• **Your task**
Would you print all of the entries word for word?

• **Source data**
PR #751, opened 2024-10-15
Use unroll plugin to fix bin compat issue

987Nabil:


sideeffffect (approved):
This looks good as far as I can tell.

• **Reply to the task**
PR #751, opened 2024-10-15
Use unroll plugin to fix bin compat issue

987Nabil:


sideeffffect (approved):
This looks good as far as I can tell.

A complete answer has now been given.